Lewis Lipsitz, MD is the Director of the Hinda and Arthur Marcus Institute for Aging Research at Hebrew SeniorLife, Chief of the Division of Gerontology at Beth Israel Deaconess Medical Center (BIDMC), and Professor of Medicine at HMS. His research is focused on age-related alterations in blood pressure and cerebral blood flow regulation and their relation to falls, syncope, and cognitive dysfunction. Dr. Lipsitz has served as Principal Investigator of an NIA-funded Program Project Grant for 26 years, an Older American Independence Center Grant for 15 years, and a Hartford Foundation Center of Excellence in Geriatric Medicine for 15 years. In these roles he has assembled multidisciplinary teams from multiple academic institutions and laboratories to study the mechanisms and management of several important clinical geriatric syndromes, including falls, syncope, dementia, delirium, and frailty. He is was Principal Investigator of an NIA Merit Award to study the physiologic mechanisms of frailty in old age, which led to his current NIA-funded clinical trial that examines the effect of Tai Chi exercises on physical function and health care costs in frail elderly residents of subsidized senior housing facilities. He is also Principal Investigator of an R01 from the NIA to study cerebrovascular mechanisms of falls. His recent translational research includes demonstrations that Tai Chi exercise can improve physical function and balance control in frail elderly people, vibrating insoles based on the principal of stochastic resonance can improve gait and balance in older people, and the treatment of hypertension with ACE inhibitors can improve cerebral blood flow and executive function.

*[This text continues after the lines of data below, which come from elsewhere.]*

PR #5201, opened 2025-09-24
Register PerasVoteDiffusion mini-protocol in `NodeToNode.hs`

tbagrel1:
Similarly to what has been done for PerasCertDiffusion, this PR plugs-in PerasVoteDiffusion as a new mini-protocol in NodeToNode.


tbagrel1:
I'm sorry, I've mistakenly created this PR as a normal one instead of a draft, but it is intended only for internal review by the Tweag Peras team at the moment.

PR #5202, opened 2025-09-29
Initial mini-protocols for Peras

amesgen:
# Description

### Add `NodeToNodeV_16` for Peras, and depend on `Cardano.Base.FeatureFlag`

We add a new (experimental) `NodeToNodeVersion` for Peras: `NodeToNodeV_16`.

Additionally, we add a function

```haskell
getLocalPerasSupport :: Set CardanoFeatureFlag -> NodeToNodeVersion -> PerasSupport
```

which additionally checks that the `PerasFlag` is set, cf https://github.com/IntersectMBO/cardano-base/pull/547. Eventually, once Peras is non-experimental, the `PerasFlag` will be removed again.

Peras enablement status is negociated through the field `perasSupport` in  `NodeToNodeVersionData`. The `decoder` for `NodeToNodeVersionData` when `version < v16` has been updated to set `perasSupport` to value `PerasUnsupported` (since this field is not part of the CBOR representation for earlier versions).

### Add generic ObjectDiffusion mini-protocol

This protocol is going to be used for Peras vote and certificate diffusion. It is essentially a copy of TxSubmission, except that `MsgInit` and `MsgDone` are sent by the client/inbound side, as the flow of information is the reverse of that of TxSubmission.

We also add codec roundtrip tests, CDDL tests, direct, connect, and channel-based tests.

 - `MsgInit`: currently pointless, but will get a payload indicating that we are only interested in objects after some indicator.

 - The representation of object ids currently always is a list of object ids. We are potentially going to make this customizable to optimize for cases where a more succinct representation is possible (such as requesting "ranges" of ids).

 - We might make some changes to how IDs are requested, such as allowing the server to reply with `MsgAwaitReply` when we do a blocking request, cf https://github.com/tweag/cardano-peras/issues/144.

### Register Peras vote and certificate diffusion mini-protocols

In `Cardano.Network.NodeToNode`, make the Network layer aware of Peras certificate and vote diffusion, gated behind `perasSupportStatus` from the negociated `NodeToNodeVersionData`.

# Checklist

### Quality
* [x] Self-reviewed the PR.

### Maintenance
* [x] Added labels.

### DIFF
--- a/cardano-diffusion/lib/Cardano/Network/NodeToNode.hs
+++ b/cardano-diffusion/lib/Cardano/Network/NodeToNode.hs
@@ -22,6 +22,8 @@ module Cardano.Network.NodeToNode
   , txSubmissionProtocolLimits
   , keepAliveProtocolLimits
   , peerSharingProtocolLimits
+  , perasCertDiffusionProtocolLimits
+  , perasVoteDiffusionProtocolLimits
   , defaultMiniProtocolParameters
   , NodeToNodeVersion (..)
   , NodeToNodeVersionData (..)
@@ -70,12 +72,15 @@ module Cardano.Network.NodeToNode
   , txSubmissionMiniProtocolNum
   , keepAliveMiniProtocolNum
   , peerSharingMiniProtocolNum
+  , perasCertDiffusionMiniProtocolNum
+  , perasVoteDiffusionMiniProtocolNum
   ) where
 
 import Control.DeepSeq (NFData)
 import Control.Exception (SomeException)
 
 import Data.ByteString.Lazy qualified as BL
+import Data.Set (Set)
 import Data.Word
 
 import Network.Mux qualified as Mx
@@ -85,6 +90,8 @@ import Network.Socket (Socket, StructLinger (..))
 import Network.Socket (Socket)
 #endif
 import Network.Socket qualified as Socket
+
+import Cardano.Base.FeatureFlags (CardanoFeatureFlag (..))
 
 import Cardano.Network.NodeToNode.Version
 import Cardano.Network.PeerSelection.PeerTrustable (PeerTrustable)
@@ -103,6 +110,8 @@ import Ouroboros.Network.PeerSelection.PeerAdvertise (PeerAdvertise (..))
 import Ouroboros.Network.PeerSelection.PeerSharing (PeerSharing (..))
 import Ouroboros.Network.Protocol.Handshake.Type
 import Ouroboros.Network.Protocol.Handshake.Version hiding (Accept)
+import Ouroboros.Network.Protocol.ObjectDiffusion.Type
+           (NumObjectsUnacknowledged)
 import Ouroboros.Network.Protocol.TxSubmission2.Type (NumTxIdsToAck (..))
 import Ouroboros.Network.Server.RateLimiting
 import Ouroboros.Network.SizeInBytes
@@ -115,25 +124,32 @@ import Ouroboros.Network.TxSubmission.Inbound.V2.Policy (TxDecisionPolicy (..),
 data NodeToNodeProtocols appType initiatorCtx responderCtx bytes m a b = NodeToNodeProtocols {
     -- | chain-sync mini-protocol
     --
-    chainSyncProtocol    :: RunMiniProtocol appType initiatorCtx responderCtx bytes m a b,
+    chainSyncProtocol          :: RunMiniProtocol appType initiatorCtx responderCtx bytes m a b,
 
     -- | block-fetch mini-protocol
     --
-    blockFetchProtocol   :: RunMiniProtocol appType initiatorCtx responderCtx bytes m a b,
+    blockFetchProtocol         :: RunMiniProtocol appType initiatorCtx responderCtx bytes m a b,
 
     -- | tx-submission mini-protocol
     --
-    txSubmissionProtocol :: RunMiniProtocol appType initiatorCtx responderCtx bytes m a b,
+    txSubmissionProtocol       :: RunMiniProtocol appType initiatorCtx responderCtx bytes m a b,
+
+    -- | Peras certificate diffusion mini-protocol
+    --
+    perasCertDiffusionProtocol :: RunMiniProtocol appType initiatorCtx responderCtx bytes m a b,
+
+    -- | Peras vote diffusion mini-protocol
+    --
+    perasVoteDiffusionProtocol :: RunMiniProtocol appType initiatorCtx responderCtx bytes m a b,
 
     -- | keep-alive mini-protocol
     --
-    keepAliveProtocol    :: RunMiniProtocol appType initiatorCtx responderCtx bytes m a b,
+    keepAliveProtocol          :: RunMiniProtocol appType initiatorCtx responderCtx bytes m a b,
 
     -- | peer sharing mini-protocol
     --
-    peerSharingProtocol  :: RunMiniProtocol appType initiatorCtx responderCtx bytes m a b
-
-  }
+    peerSharingProtocol        :: RunMiniProtocol appType initiatorCtx responderCtx bytes m a b
+}
 
 type NodeToNodeProtocolsWithExpandedCtx appType ntnAddr bytes m a b =
     NodeToNodeProtocols appType (ExpandedInitiatorContext ntnAddr PeerTrustable m) (ResponderContext ntnAddr) bytes m a b
@@ -142,11 +158,11 @@ type NodeToNodeProtocolsWithMinimalCtx  appType ntnAddr bytes m a b =
 
 
 data MiniProtocolParameters = MiniProtocolParameters {
-      chainSyncPipeliningHighMark :: !Word16,
+      chainSyncPipeliningHighMark                :: !Word16,
       -- ^ high threshold for pipelining (we will never exceed that many
       -- messages pipelined).
 
-      chainSyncPipeliningLowMark  :: !Word16,
+      chainSyncPipeliningLowMark                 :: !Word16,
       -- ^ low threshold: if we hit the 'chainSyncPipeliningHighMark' we will
       -- listen for responses until there are at most
       -- 'chainSyncPipeliningLowMark' pipelined message
@@ -156,19 +172,51 @@ data MiniProtocolParameters = MiniProtocolParameters {
       -- Note: 'chainSyncPipeliningLowMark' and 'chainSyncPipeliningLowMark'
       -- are passed to 'pipelineDecisionLowHighMark'.
 
-      blockFetchPipeliningMax     :: !Word16,
+      blockFetchPipeliningMax                    :: !Word16,
       -- ^ maximal number of pipelined messages in 'block-fetch' mini-protocol.
 
-      txDecisionPolicy            :: !TxDecisionPolicy
+      txDecisionPolicy                           :: !TxDecisionPolicy,
       -- ^ tx submission protocol decision logic parameters
+
+      perasCertDiffusionMaxObjectsUnacknowledged :: !NumObjectsUnacknowledged,
+      -- ^ Maximum number of PerasCerts in the outbound peer's outstanding FIFO.
+      --
+      -- This indirectly limits the number of pipelined requests from the inbound peer:
+      -- the inbound peer can only request @n@ new IDs if the execution of preceding
+      -- requests would result in at least @n@ empty seats in the FIFO.
+      --
+      -- In the worst case:
+      --
+      --   * The inbound peer requests IDs and objects one by one.
+      --   * The inbound peer is aware of @perasCertDiffusionMaxObjectsUnacknowledged@ IDs for objects
+      --     it hasn't requested yet (i.e., the FIFO is full).
+      --
+      -- Then, the inbound peer can pipeline at most @perasCertDiffusionMaxObjectsUnacknowledged@
+      -- requests for one object each (with a known ID), and up to
+      -- @perasCertDiffusionMaxObjectsUnacknowledged@ requests for one new ID each.
+      --
+      -- So, the theoretical maximum pipeline size is
+      -- @2 * perasCertDiffusionMaxObjectsUnacknowledged@, but in practice the pipeline size will
+      -- be much smaller, as the inbound peer typically batches requests.
+
+      perasVoteDiffusionMaxObjectsUnacknowledged :: !NumObjectsUnacknowledged
+      -- ^ Maximum number of PerasVotes in the outbound peer's outstanding FIFO.
+      -- See comment on 'perasCertDiffusionMaxObjectsUnacknowledged' for more details to
+      -- understand why this indirectly limits the number of pipelined requests.
     }
 
 defaultMiniProtocolParameters :: MiniProtocolParameters
 defaultMiniProtocolParameters = MiniProtocolParameters {
-      chainSyncPipeliningLowMark  = 200
-    , chainSyncPipeliningHighMark = 300
-    , blockFetchPipeliningMax     = 100
-    , txDecisionPolicy            = defaultTxDecisionPolicy
+      chainSyncPipeliningLowMark      = 200
+    , chainSyncPipeliningHighMark     = 300
+    , blockFetchPipeliningMax         = 100
+    , txDecisionPolicy                = defaultTxDecisionPolicy
+    -- | TODO: this value is still being discussed.
+    -- See https://github.com/tweag/cardano-peras/issues/97 for reference.
+    , perasCertDiffusionMaxObjectsUnacknowledged = 10
+    -- | TODO: this value is still being discussed.
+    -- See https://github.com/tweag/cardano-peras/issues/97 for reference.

RATIONALE: In April 2020, Massachusetts’ (MA) nursing homes (NH) became a national hotspot for COVID-19 infections with over 10,000 confirmed cases. More than half of the state’s COVID-19 deaths occurred among residents and staff of these facilities, particularly residents with Alzheimer’s disease and related dementias (ADRD). MA made $130 million of funding available for 2 months to NHs to improve infection control contingent on compliance with a new set of care criteria.
OBJECTIVE: Evaluate strategies to minimize spread of COVID-19 among older adults and their care providers within NHs, including mandatory testing of all residents and staff, a 28-point infection control check-list, and adherence to personal protective equipment (PPE) and resident cohorting requirements.
SETTING: NH facilities across Massachusetts compared to those in Connecticut, Rhode Island, New Hampshire, and Vermont.
POPULATION: All NH residents, including older adults with ADRD and/or Black race who are at greatest risk of morbidity and mortality from COVID-19.
DESIGN: Descriptive study using merged data from 4 MA NH audits (inspections); data sent by all MA NHs to the Massachusetts Center for Health Information Analysis (CHIA) regarding COVID infection rates, mortality, staffing, PPE, and hospitalizations; CHIA data on COVID-19 test results; and MDS data provided by Brown University's Gerontology Center. Compare rates of COVID-19 positive residents between NHs in Mass and other New England state settings stratified by the cumulative prevalence of SARS-CoV-2 in the area in which each facility is located, and by the facility distributions of ADRD diagnoses or Black race.
OUTCOMES: Primary outcomes will include changes in the weekly rates of new COVID-19 cases among facility residents and staff, and resident mortality rates associated with the infection over the 2-month intervention period.
IMPACT: The information garnered from this robust state-wide effort to manage COVID-19 in MA NHs could serve as a model for other states and health care systems. We will disseminate the MA experience through various modalities and national organizations, and ultimately leverage what is learned to help protect the millions of American nursing home residents, including those most vulnerable with ADRD and Black race.